The last set of official immigration figures before Britain votes on its membership of the European Union (EU) shows net migration has risen to 333,000 – up 20,000 from December 2014 and the second highest level on record.
The numbers, which come from the Office of National Statistics (ONS), represent a 6 per cent rise in just a couple of years.
The net figure for EU citizens moving to the UK was 184,000 – up 10,000 on 2014 – meaning that more that 55 per cent of new arrivals took advantage of open borders within the EU.
The net figure is the number of people who moved to the UK for at least a year, minus the number leaving the UK for at least a year. The total number of people who came to the UK was a staggering 630,000.
— ONS (@ONS) May 26, 2016
In 2014, 13 per cent, or 8.3 million, of the UK resident population were born outside the UK. This has risen sharply from nine per cent, or 5.3 million, in 2004. The UK has one of the highest levels of long-term immigration in the EU, second only to Germany.
The numbers mentioned, it must be stressed, only represent long-term international migration to and from the UK – those known to stay for more than one year.
For the first time, the ONS now explicitly differentiates between long-term and short-term migration figures, after they were slammed by Breitbart London and others last year for allegedly hiding the latter. Today they published the short-term numbers alongside the long-term numbers.
The ONS admitted earlier this month that when short-term migrants were included in the numbers for 2014, the figure rose from 220,000 to 470,000. This meant that since 2003, 1.5 million extra people than previously reported came to the UK.
The latest figures reveal that in June 2014 there were 165,000 short-term immigrants, a “statistically significant” increase (43,000), compared with 122,000 the previous year. Overall, 317,000 short-term migrants came to the UK — up a massive 87,000 from 2013.
Responding to the figures, UKIP Leader Nigel Farage told Breitbart London in a statement: “Mass immigration is still hopelessly out of control and set to get worse if we Remain inside the EU, going on with disastrous open borders.
“However I don’t believe these official figures and I’m sure the real numbers are much higher.”
— ONS (@ONS) May 26, 2016
UKIP have long argued after leaving the EU, and the open borders it mandates, the UK should introduce an Australian-style points-based system to bring in the skilled workers we need. This would mean talent from the Commonwealth would not be discriminated against in favour of Europeans.

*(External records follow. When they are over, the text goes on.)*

PR #8022, opened 2026-08-24
DOCS: Add note on documentation's landing page about doc artifacts for older versions

ecoussoux-ansys:
## Description
This PR is a follow-up to #8003.
Unfortunately, the changes introduced in that PR did not fix the `pages build and deployment` workflow, which was until now still failing on the `deploy` job.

Steven Woolfe MEP, UKIP’s migration spokesman, said “Britain is borderless as a member of the EU. The sheer scale of immigration is putting our public services under severe strain and causing division and disharmony in our communities.
“We need a migration policy fit for 21st century Britain – which satisfies the needs of our economy and our society. Unless we vote to Leave the EU we will continue to have our hands tied and have no control over who comes and who goes at our ports.

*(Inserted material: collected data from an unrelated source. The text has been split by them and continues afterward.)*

PR #3839, opened 2022-10-05
[LETS-525] Move the last_mvcc_lsa variable into the mvcc information structure 

joohok:
http://jira.cubrid.org/browse/LETS-525

Purpose

tdes->last_mvcc_lsa is used whenever dealing with mvcc information, 
so it would be better to move tdes->last_mvcc_lsa to tdes->mvccinfo. 
Then it can be initialized or reset together with mvcc related information in mvccinfo.init () or mvccinfo.reset ().

### DIFF
--- a/src/transaction/log_recovery.c
+++ b/src/transaction/log_recovery.c
@@ -1759,7 +1759,6 @@ log_rv_analysis_assigned_mvccid (THREAD_ENTRY * thread_p, int tran_id, LOG_LSA *
 static void
 log_rv_analysis_complete_mvccid (int tran_index, const LOG_TDES * tdes)
 {
-  //TODO: if mvccinfo is reset in complete_mvcc, then move into it
   if (is_passive_transaction_server ())
     {
       if (MVCCID_IS_VALID (tdes->mvccinfo.id))
@@ -1802,8 +1801,8 @@ log_rv_analysis_complete (THREAD_ENTRY * thread_p, int tran_id, LOG_LSA * log_ls
 	  // newer quick fix on top of older quick fix: mark the mvccid as completed
 	  log_rv_analysis_complete_mvccid (tran_index, tdes);
 
-	  // quick fix: reset mvccid.
-	  tdes->mvccinfo.id = MVCCID_NULL;
+	  // quick fix: reset mvcc.
+	  tdes->mvccinfo.reset ();
 	  logtb_free_tran_index (thread_p, tran_index);
 	}
       return NO_ERROR;
--- a/src/transaction/log_recovery.c
+++ b/src/transaction/log_recovery.c
@@ -1801,8 +1801,8 @@ log_rv_analysis_complete (THREAD_ENTRY * thread_p, int tran_id, LOG_LSA * log_ls
 	  // newer quick fix on top of older quick fix: mark the mvccid as completed
 	  log_rv_analysis_complete_mvccid (tran_index, tdes);
 
-	  // quick fix: reset mvcc.
-	  tdes->mvccinfo.reset ();
+	  // quick fix: reset mvccid.
+	  tdes->mvccinfo.id = MVCCID_NULL;
 	  logtb_free_tran_index (thread_p, tran_index);
 	}
       return NO_ERROR;
--- a/src/transaction/log_recovery.c
+++ b/src/transaction/log_recovery.c
@@ -1182,7 +1182,7 @@ log_rv_analysis_mvcc_undo_redo (THREAD_ENTRY * thread_p, int tran_id, LOG_LSA * 
   assert (tdes != nullptr);
 
   // MVCC handling
-  tdes->last_mvcc_lsa = *log_lsa;
+  tdes->mvccinfo.last_mvcc_lsa = *log_lsa;
 
   // assign transaction mvccid from log record to transaction descriptor
   assert (log_page_p != nullptr);
@@ -1744,7 +1744,7 @@ log_rv_analysis_assigned_mvccid (THREAD_ENTRY * thread_p, int tran_id, LOG_LSA *
       return ER_FAILED;
     }
 
-  tdes->last_mvcc_lsa = *log_lsa;
+  tdes->mvccinfo.last_mvcc_lsa = *log_lsa;
 
   // move read pointer past the log header which is actually read upper in the stack
   LOG_READ_ADD_ALIGN (thread_p, sizeof (LOG_RECORD_HEADER), log_lsa, log_page_p);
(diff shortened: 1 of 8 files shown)


hornetmj (approved):
LGTM

src/transaction/log_recovery.c
```diff
@@ -1801,8 +1801,8 @@ log_rv_analysis_complete (THREAD_ENTRY * thread_p, int tran_id, LOG_LSA * log_ls
 	  // newer quick fix on top of older quick fix: mark the mvccid as completed
 	  log_rv_analysis_complete_mvccid (tran_index, tdes);
 
-	  // quick fix: reset mvccid.
-	  tdes->mvccinfo.id = MVCCID_NULL;
+	  // quick fix: reset mvcc.
+	  tdes->mvccinfo.reset ();
```
wrlawodms: How about putting `tdes->mvccinfo.reset ();` into `logtb_clear_tdes()` and removing this line?

src/transaction/log_tran_table.c
```diff
@@ -1526,7 +1526,6 @@ logtb_clear_tdes (THREAD_ENTRY * thread_p, LOG_TDES * tdes)
   LSA_SET_NULL (&tdes->topop_lsa);
   LSA_SET_NULL (&tdes->tail_topresult_lsa);
   LSA_SET_NULL (&tdes->commit_abort_lsa);
-  tdes->last_mvcc_lsa.set_null ();
```
wrlawodms, line 1529: Is mvccinfo.reset() not needed here?

src/transaction/log_tran_table.c
```diff
@@ -1695,7 +1694,6 @@ logtb_initialize_tdes (LOG_TDES * tdes, int tran_index)
...
```
wrlawodms, line 1698: Is mvccinfo.reset() not needed here?

src/transaction/log_tran_table.c
cristiarg: Yes, it would be needed.
But it would also mean a - rather drastic - change in functionality.
Below, in the same function, there is an
```
  assert (tdes->mvccinfo.id == MVCCID_NULL);
```
This assert was introduced with patch 3d49b48ce9 in 2015 for http://jira.cubrid.org/browse/CUBRIDSUS-15914 .

So it seems that the invariant is that the MVCC information must be already cleaned when entering `logtb_clean_tdes`.
I would maintain the existing functionality as ~~we~~ I don't have an overview of what would mean to change this invariant.

So best it would be only clean the `mvcc_info.last_mvcc_lsa`.
It's ugly but risky otherwise.

cristiarg: Other option is to remove this `set_null` as already done.
And add an assert of ours together with the existing one:
```
assert (tdes->mvccinfo.id == MVCCID_NULL);
assert (tdes->mvccinfo.last_mvcc_lsa.is_null ());
```
And we'll see how this fares in tests.

src/transaction/log_tran_table.c
joohok: Because mvccinfo.init () is called at 1739L, mvccinfo.reset () in not needed here

cristiarg: `logtb_initialize_tdes` already calls `mvccinfo.init ()`.
So removing this is ok.

src/transaction/log_recovery.c
joohok: I think it is better to put `tdes->mvccinfo.reset ()` into `logtb_clear_tdes ()`. 

`logtb_clear_tdes ()`, I think, is designed to be called after `logtb_complete_mvcc ()`. 
because mvcc related information is only set in the active transaction, and will be cleared after transaction is completed.

```
log_commit/abort () 
-> log_commit/abort_local () //  calls logtb_complete_mvcc () to reset mvccinfo
-> log_complete ()  // calls logtb_clear_tdes ()
```

However, recovery is not considered.
In `log_rv_undo_abort_complete()` and `log_rv_analysis_complete()`, 
it just set mvccid to null and clear the tdes. 
So, tdes->mvccinfo.last_mvcc_lsa is not reset during recovery, and this will make other problem, since the tdes will be reused by following transaction.

src/transaction/log_tran_table.c
joohok: Thanks for detail comment. 

https://github.com/CUBRID/cubrid/pull/3839/files#r989675406 
this comment could be an answer for the feedback. 

In the process of starting a transaction, performing mvcc operation, finishing mvcc, and clearing tdes, 
the above assert statement will work well. 

However, during recovery, only mvccid is initialized among mvcc information and then tdes is initialized. 
Then, the uninitialized mvcc information (last_mvcc_lsa) is used in the transaction that reused the corresponding tdes, causing a problem. 

So, I replace the place where only mvccid is initialized with mvccinfo.reset (), 
and it seems okay to put this into logtb_clear_tdes ().

cristiarg: @wrlawodms @joohok 
To reach a middle ground in `logtb_clear_tdes`:
- to keep the existing invariant of the assert:
```
assert (tdes->mvccinfo.id == MVCCID_NULL);
```
- to make sure that mvccinfo is still initialized

I would change to the following:
```
assert (tdes->mvccinfo.id == MVCCID_NULL);
tdes->mvccinfo.reset ();
```
~~The root problem is perhaps that the route `logtb_rv_find_allocate_tran_index` -> `logtb_allocate_tran_index` calls `logtb_clear_tdes`. It should, instead, call `logtb_initialize_tdes` which seems more appropriate:~~
- ~~`logtb_initialize_tdes` is to initialize an empty/garbage structure~~
- ~~`logtb_clear_tdes` is to clear an initialized structure~~

Later edit: Disregard the last part of my comment. `logrb_clear_tdes` is correctly used in `logtb_allocate_tran_index`. `logtb_initialize_tdes` is intended to be used only to allocate a newly created tdes. And it is. So my evaluation was incorrect.

src/transaction/log_recovery.c
cristiarg: I think I understand what you mean:
- on the path `log_rv_analysis_complete` -> `logtb_free_tran_index` -> `logtb_clear_tdes`, in function `logtb_clear_tdes` there is a pre-condition that `assert (tdes->mvccinfo.id == MVCCID_NULL)` which I would like us to keep.
- so you say that re-setting the `mvccid` is still needed here - and I agree
- so, let's leave just the `mvccinfo.id = null` as before and still add in the `logdb_clear_tdes` - as I suggested in a previous comment :
```
assert (tdes->mvccinfo.id == MVCCID_NULL);
tdes->mvccinfo.reset ();
```

A similar thing happens in `log_rv_undo_abort_complete`:
- on the path `log_rv_undo_abort_complete` -> `log_complete` -> `logtb_clear_tdes`
- the same precondition from `logtb_clear_tdes` mandates leaving the line
```
  tdes->mvccinfo.id = MVCCID_NULL;
```
in `log_rv_undo_abort_complete`

joohok: What I meant to say was to remove the part that initializes mvccid (`tdes->mvccinfo.id = MVCCID_NULL;`) inside the `log_rv_analysis_complete` and `log_rv_undo_abort_complete` functions.
This part looks like a quick fix to pass the `assert (tdes->mvccinfo.id == MVCCID_NULL);`,
and the above assert statement doesn't seem to take the recovery process into account, so I think it seems unnecessary. 

my opinion : 
1) remove `tdes->mvccinfo.id = MVCCID_NULL;` in `log_rv_analysis_complete` and `log_rv_undo_abort_complete`
2) remove `assert (tdes->mvccinfo.id == MVCCID_NULL);` in `logtb_clear_tdes ()`
3) put `mvccinfo.reset ()` in `log_clear_tdes ()`

But I also understand your opinion of reducing risk. First of all, I will modify according to your opinion. After further analysis, we will proceed with refactoring later.

cristiarg (approved):
Looks good AFAICT.
Let's see how this fares when both shell-debug and LETS tests suites are executed.

wrlawodms (approved):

“As a member of the EU, we have a discriminatory immigration policy forced upon us. We let Europeans into Britain in their hundreds of thousands, while imposing heavy restrictions on our friends from Asia, Africa, the Americas and the Commonwealth.
“As it is, our schools and hospitals cannot cope with the ever increasing demand – and our national security is being put at risk as we have no control over who is coming into the country.
“Britain deserves a fair, compassionate and managed migration policy that suits our economy and helps to guarantee our national security. A vote to Leave the EU would enable us to introduce such a policy.”